* Your assignment:
Could you copy out all the lines in the material below where the word "error" occurs?

* Task inputs:
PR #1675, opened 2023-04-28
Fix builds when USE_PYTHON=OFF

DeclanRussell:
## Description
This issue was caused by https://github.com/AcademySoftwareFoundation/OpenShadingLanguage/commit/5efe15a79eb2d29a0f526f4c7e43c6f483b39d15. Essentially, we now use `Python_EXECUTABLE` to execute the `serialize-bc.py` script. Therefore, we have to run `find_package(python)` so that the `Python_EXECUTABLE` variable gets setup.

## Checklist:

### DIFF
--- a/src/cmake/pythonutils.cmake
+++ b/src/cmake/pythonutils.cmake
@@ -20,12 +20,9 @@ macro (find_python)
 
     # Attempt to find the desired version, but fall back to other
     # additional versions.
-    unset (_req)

==

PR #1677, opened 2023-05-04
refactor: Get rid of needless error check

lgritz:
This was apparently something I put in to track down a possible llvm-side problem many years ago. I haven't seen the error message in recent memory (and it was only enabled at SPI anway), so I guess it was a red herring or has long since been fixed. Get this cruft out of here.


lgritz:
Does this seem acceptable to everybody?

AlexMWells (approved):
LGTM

* Answer:
refactor: Get rid of needless error check
This was apparently something I put in to track down a possible llvm-side problem many years ago. I haven't seen the error message in recent memory (and it was only enabled at SPI anway), so I guess it was a red herring or has long since been fixed. Get this cruft out of here.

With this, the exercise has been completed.